== Instructions for the task ==
Return every line of the data exactly as it stands.

== Data for review ==
PR #8483, opened 2021-12-09
fix: Fixes StreamPublisher to use reset rather than closing connection

AlanConfluent:
### Description 
Currently, on `StreamPublisher` we explicitly call `request.connection().close()` when we want to close the publisher, which closes the connection regardless of whether http1 or http2 is in use.  What this means is that under http2, where multiple requests maybe be getting multiplexed, this has the effect of killing other live streams sharing the same connection, in a way that doesn't seem to trigger any callbacks at the moment on the server side unfortunately.  And even if it did, we're still breaking good requests.

`request.reset()` is the equivalent of `request.connection().close()` in http1, but only ends the stream in http2, which is what we want.

The only downside at the moment is that the last request on an http2 connection seems to have a delay of about 30s after sending a goAway to actually close the connection, which is waiting for any existing requests to complete.  We just want it to end immediately, as it would with http1, so we have it do that.  I couldn't find a better Vertx setting or method, but this works as intended.

This change enables this behavior only with certain rest requests as the moment, only where http2 is known to be used.

### Testing done 
Manually tests many times with multiple connections to the server.

### Reviewer checklist

### DIFF
--- a/ksqldb-rest-client/src/main/java/io/confluent/ksql/rest/client/KsqlTarget.java
+++ b/ksqldb-rest-client/src/main/java/io/confluent/ksql/rest/client/KsqlTarget.java
@@ -371,7 +371,7 @@ public final class KsqlTarget {
         (resp, vcf) -> {
           if (resp.statusCode() == 200) {
             pubRef.set(new StreamPublisher<>(Vertx.currentContext(),
-                resp, mapper, vcf, true));
+                resp, mapper, vcf, true, true));
             vcf.complete(new ResponseWithBody(resp));
           } else {
             resp.bodyHandler(body -> vcf.complete(new ResponseWithBody(resp, body)));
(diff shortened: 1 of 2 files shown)


agavra (approved):

ksqldb-rest-app/src/main/java/io/confluent/ksql/api/server/QueryStreamHandler.java
```diff
@@ -82,6 +83,14 @@ public void handle(final RoutingContext routingContext) {
     final Optional<Boolean> internalRequest = ServerVerticle.isInternalRequest(routingContext);
     final MetricsCallbackHolder metricsCallbackHolder = new MetricsCallbackHolder();
     final long startTimeNanos = Time.SYSTEM.nanoseconds();
+
+    // For http2, if we get a goAway, meaning that the connection is going to be shutdown, just end
+    // it immediately, otherwise there will be a delay of 30s until we get a call on the endhandler.
+    // Consider merging this logic into ConnectionQueryManager used by push queries.
```
vvcephei, line 89: It might be nice to track this with a ticket, if I'm reading it correctly as a TODO.

vvcephei (dismissed):
LGTM! Thanks, @AlanConfluent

== Answer box ==
PR #8483, opened 2021-12-09
fix: Fixes StreamPublisher to use reset rather than closing connection

AlanConfluent:
### Description 
Currently, on `StreamPublisher` we explicitly call `request.connection().close()` when we want to close the publisher, which closes the connection regardless of whether http1 or http2 is in use.  What this means is that under http2, where multiple requests maybe be getting multiplexed, this has the effect of killing other live streams sharing the same connection, in a way that doesn't seem to trigger any callbacks at the moment on the server side unfortunately.  And even if it did, we're still breaking good requests.

`request.reset()` is the equivalent of `request.connection().close()` in http1, but only ends the stream in http2, which is what we want.

The only downside at the moment is that the last request on an http2 connection seems to have a delay of about 30s after sending a goAway to actually close the connection, which is waiting for any existing requests to complete.  We just want it to end immediately, as it would with http1, so we have it do that.  I couldn't find a better Vertx setting or method, but this works as intended.

This change enables this behavior only with certain rest requests as the moment, only where http2 is known to be used.

### Testing done 
Manually tests many times with multiple connections to the server.

### Reviewer checklist

### DIFF
--- a/ksqldb-rest-client/src/main/java/io/confluent/ksql/rest/client/KsqlTarget.java
+++ b/ksqldb-rest-client/src/main/java/io/confluent/ksql/rest/client/KsqlTarget.java
@@ -371,7 +371,7 @@ public final class KsqlTarget {
         (resp, vcf) -> {
           if (resp.statusCode() == 200) {
             pubRef.set(new StreamPublisher<>(Vertx.currentContext(),
-                resp, mapper, vcf, true));
+                resp, mapper, vcf, true, true));
             vcf.complete(new ResponseWithBody(resp));
           } else {
             resp.bodyHandler(body -> vcf.complete(new ResponseWithBody(resp, body)));
(diff shortened: 1 of 2 files shown)


agavra (approved):

ksqldb-rest-app/src/main/java/io/confluent/ksql/api/server/QueryStreamHandler.java
```diff
@@ -82,6 +83,14 @@ public void handle(final RoutingContext routingContext) {
     final Optional<Boolean> internalRequest = ServerVerticle.isInternalRequest(routingContext);
     final MetricsCallbackHolder metricsCallbackHolder = new MetricsCallbackHolder();
     final long startTimeNanos = Time.SYSTEM.nanoseconds();
+
+    // For http2, if we get a goAway, meaning that the connection is going to be shutdown, just end
+    // it immediately, otherwise there will be a delay of 30s until we get a call on the endhandler.
+    // Consider merging this logic into ConnectionQueryManager used by push queries.
```
vvcephei, line 89: It might be nice to track this with a ticket, if I'm reading it correctly as a TODO.

vvcephei (dismissed):
LGTM! Thanks, @AlanConfluent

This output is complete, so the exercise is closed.